> _ACTIVITY_: Somewhere below are a line with "Surface recent blog" and a later line with "the event tile.". Output exactly those lines and all lines between them.

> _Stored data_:
.....
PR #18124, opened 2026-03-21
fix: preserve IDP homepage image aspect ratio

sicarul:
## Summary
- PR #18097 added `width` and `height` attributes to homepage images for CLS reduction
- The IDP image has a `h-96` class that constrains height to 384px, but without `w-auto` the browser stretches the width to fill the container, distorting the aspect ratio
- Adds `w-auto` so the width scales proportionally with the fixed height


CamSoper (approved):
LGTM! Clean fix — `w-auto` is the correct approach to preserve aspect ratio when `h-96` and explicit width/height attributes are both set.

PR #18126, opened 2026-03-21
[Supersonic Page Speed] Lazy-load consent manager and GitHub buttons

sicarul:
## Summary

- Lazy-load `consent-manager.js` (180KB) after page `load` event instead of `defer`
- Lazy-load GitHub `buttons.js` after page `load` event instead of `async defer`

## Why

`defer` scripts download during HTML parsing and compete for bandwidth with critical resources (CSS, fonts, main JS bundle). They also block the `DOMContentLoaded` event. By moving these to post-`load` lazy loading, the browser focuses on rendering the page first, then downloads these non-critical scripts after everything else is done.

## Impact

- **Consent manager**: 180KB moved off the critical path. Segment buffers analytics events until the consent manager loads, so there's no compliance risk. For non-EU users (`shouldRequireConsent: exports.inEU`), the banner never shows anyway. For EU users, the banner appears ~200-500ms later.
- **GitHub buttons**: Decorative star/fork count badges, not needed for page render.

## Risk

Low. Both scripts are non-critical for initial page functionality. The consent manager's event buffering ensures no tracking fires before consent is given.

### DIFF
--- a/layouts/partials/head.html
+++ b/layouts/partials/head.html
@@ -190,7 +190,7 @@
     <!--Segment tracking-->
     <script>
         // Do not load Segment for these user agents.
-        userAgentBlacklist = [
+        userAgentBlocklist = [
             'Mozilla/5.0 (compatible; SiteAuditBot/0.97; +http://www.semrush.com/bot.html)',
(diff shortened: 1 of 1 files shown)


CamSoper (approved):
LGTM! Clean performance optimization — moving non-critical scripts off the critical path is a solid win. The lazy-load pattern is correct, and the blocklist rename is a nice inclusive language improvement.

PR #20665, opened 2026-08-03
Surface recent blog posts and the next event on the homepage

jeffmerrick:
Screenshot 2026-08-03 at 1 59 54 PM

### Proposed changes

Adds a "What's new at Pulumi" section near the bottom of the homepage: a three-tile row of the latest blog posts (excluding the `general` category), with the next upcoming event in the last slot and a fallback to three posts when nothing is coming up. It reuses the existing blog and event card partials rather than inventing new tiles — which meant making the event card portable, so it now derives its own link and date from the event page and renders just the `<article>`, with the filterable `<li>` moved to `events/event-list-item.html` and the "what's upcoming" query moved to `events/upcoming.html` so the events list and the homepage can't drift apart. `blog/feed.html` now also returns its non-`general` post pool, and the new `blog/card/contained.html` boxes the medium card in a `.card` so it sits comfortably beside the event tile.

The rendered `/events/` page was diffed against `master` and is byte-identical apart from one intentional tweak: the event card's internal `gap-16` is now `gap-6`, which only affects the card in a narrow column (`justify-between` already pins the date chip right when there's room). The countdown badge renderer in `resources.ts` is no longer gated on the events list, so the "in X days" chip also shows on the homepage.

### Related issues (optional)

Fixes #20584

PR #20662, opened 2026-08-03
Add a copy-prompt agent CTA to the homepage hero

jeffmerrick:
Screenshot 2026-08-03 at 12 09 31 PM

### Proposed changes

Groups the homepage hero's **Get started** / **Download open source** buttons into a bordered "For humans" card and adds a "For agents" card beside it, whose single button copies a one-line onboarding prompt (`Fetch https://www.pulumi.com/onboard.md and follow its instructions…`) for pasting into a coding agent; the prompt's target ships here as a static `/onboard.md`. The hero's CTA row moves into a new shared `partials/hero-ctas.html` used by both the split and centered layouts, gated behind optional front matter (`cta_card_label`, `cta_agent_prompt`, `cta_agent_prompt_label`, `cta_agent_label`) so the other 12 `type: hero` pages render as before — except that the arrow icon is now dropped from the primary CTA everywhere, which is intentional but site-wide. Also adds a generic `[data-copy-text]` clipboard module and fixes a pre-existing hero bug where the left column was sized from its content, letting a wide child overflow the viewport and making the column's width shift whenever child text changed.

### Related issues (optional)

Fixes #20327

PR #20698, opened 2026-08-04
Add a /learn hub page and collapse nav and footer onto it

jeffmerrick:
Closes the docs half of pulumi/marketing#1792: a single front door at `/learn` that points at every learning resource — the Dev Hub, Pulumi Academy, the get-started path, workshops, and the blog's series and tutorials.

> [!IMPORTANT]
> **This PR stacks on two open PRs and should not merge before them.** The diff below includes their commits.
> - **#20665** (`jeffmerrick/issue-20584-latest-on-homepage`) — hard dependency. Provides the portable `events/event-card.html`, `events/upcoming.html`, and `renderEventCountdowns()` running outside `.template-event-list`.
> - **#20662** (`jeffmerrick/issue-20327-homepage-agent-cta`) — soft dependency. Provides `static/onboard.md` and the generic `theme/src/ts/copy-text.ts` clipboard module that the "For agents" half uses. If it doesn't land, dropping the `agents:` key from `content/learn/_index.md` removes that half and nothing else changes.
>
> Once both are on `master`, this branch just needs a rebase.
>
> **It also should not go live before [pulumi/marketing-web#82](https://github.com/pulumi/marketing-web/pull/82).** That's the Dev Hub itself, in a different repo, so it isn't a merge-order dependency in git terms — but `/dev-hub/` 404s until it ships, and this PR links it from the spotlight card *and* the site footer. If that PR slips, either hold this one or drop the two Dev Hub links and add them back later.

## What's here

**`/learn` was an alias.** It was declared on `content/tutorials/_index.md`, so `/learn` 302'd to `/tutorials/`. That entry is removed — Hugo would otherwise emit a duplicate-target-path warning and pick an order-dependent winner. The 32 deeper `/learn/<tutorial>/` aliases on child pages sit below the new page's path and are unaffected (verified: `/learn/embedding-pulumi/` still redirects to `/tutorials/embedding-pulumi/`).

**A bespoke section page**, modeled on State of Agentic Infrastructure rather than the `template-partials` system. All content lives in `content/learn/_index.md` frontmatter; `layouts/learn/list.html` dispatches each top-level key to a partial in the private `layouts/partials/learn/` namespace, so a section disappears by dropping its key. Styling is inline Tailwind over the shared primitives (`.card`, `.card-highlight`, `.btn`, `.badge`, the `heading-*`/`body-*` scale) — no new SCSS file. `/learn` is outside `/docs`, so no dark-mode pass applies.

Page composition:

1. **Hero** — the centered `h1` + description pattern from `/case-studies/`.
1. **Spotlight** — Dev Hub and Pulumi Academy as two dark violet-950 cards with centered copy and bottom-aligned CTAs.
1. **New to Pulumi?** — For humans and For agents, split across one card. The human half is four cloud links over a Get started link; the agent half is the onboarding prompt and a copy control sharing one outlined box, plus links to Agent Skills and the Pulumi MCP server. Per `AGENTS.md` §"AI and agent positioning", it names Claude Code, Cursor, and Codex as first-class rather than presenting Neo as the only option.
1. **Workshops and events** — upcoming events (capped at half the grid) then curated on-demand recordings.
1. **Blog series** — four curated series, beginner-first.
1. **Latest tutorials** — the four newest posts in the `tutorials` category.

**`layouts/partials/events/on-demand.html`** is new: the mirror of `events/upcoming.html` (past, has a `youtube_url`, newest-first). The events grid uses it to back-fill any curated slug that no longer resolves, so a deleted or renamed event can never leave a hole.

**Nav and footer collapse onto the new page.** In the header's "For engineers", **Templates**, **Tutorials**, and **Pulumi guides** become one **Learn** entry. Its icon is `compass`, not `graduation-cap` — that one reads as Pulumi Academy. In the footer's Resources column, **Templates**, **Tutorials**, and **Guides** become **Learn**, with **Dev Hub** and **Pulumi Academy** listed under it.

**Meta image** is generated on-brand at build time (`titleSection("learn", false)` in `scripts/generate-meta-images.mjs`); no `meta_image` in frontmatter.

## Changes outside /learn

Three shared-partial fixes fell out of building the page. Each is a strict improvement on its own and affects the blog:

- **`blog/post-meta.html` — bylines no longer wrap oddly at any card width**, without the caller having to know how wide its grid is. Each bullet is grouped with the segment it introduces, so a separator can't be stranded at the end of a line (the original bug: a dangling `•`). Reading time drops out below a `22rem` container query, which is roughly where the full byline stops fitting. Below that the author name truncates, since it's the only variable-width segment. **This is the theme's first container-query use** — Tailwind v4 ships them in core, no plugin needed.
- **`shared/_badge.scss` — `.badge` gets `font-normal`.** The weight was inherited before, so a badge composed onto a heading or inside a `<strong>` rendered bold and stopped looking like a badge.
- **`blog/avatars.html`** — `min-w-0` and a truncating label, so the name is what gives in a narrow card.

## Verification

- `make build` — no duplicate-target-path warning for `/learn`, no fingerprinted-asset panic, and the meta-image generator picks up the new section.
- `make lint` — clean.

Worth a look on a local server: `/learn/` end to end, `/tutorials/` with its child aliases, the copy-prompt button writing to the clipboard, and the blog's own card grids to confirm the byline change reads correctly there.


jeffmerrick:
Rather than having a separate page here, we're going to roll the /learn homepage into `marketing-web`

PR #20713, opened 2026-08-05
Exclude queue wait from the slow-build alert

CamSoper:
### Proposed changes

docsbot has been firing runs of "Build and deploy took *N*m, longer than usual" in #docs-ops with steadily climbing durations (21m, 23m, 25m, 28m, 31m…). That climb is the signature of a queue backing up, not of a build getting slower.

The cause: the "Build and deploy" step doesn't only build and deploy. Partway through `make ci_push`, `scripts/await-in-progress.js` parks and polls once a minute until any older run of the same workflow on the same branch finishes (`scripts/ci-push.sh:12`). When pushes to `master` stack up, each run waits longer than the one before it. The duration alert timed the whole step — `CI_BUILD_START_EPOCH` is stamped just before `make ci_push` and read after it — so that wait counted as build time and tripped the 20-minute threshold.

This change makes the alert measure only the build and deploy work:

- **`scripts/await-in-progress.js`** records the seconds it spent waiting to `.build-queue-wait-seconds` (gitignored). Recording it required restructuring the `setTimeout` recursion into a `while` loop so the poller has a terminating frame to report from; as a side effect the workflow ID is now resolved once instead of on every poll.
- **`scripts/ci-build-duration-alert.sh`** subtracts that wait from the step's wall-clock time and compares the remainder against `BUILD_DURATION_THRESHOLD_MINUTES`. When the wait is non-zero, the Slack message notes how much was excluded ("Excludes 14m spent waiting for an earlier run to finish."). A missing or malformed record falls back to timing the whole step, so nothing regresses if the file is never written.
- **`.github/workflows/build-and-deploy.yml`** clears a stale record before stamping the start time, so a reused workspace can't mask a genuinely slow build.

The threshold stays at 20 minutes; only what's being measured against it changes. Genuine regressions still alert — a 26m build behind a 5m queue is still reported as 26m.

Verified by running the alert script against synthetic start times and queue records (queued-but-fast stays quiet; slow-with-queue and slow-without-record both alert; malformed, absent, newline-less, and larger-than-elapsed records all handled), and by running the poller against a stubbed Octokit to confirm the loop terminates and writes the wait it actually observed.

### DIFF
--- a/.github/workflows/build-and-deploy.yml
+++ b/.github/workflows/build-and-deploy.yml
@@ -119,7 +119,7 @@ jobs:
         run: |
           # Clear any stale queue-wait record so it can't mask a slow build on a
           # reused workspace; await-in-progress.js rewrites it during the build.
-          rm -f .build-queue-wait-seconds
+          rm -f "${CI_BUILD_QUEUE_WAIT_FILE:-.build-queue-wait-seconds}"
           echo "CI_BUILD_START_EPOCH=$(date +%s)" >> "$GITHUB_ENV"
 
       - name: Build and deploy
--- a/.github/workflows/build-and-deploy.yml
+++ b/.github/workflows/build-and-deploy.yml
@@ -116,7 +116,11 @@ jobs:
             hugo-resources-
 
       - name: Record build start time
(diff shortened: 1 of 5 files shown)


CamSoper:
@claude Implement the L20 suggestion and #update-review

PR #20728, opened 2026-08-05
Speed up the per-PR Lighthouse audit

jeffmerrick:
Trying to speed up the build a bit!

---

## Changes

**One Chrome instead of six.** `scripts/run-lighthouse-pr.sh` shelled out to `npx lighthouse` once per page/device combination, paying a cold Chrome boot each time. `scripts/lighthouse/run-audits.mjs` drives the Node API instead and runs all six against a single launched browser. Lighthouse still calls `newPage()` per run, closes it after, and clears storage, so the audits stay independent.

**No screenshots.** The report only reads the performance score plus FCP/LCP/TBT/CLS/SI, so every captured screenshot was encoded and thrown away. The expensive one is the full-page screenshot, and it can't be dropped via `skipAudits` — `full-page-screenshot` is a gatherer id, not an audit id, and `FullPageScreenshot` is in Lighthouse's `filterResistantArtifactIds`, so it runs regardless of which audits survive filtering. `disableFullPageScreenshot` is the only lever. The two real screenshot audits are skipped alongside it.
.....
> _WRITTEN ANSWER_:
Surface recent blog posts and the next event on the homepage

jeffmerrick:
Screenshot 2026-08-03 at 1 59 54 PM

### Proposed changes

Adds a "What's new at Pulumi" section near the bottom of the homepage: a three-tile row of the latest blog posts (excluding the `general` category), with the next upcoming event in the last slot and a fallback to three posts when nothing is coming up. It reuses the existing blog and event card partials rather than inventing new tiles — which meant making the event card portable, so it now derives its own link and date from the event page and renders just the `<article>`, with the filterable `<li>` moved to `events/event-list-item.html` and the "what's upcoming" query moved to `events/upcoming.html` so the events list and the homepage can't drift apart. `blog/feed.html` now also returns its non-`general` post pool, and the new `blog/card/contained.html` boxes the medium card in a `.card` so it sits comfortably beside the event tile.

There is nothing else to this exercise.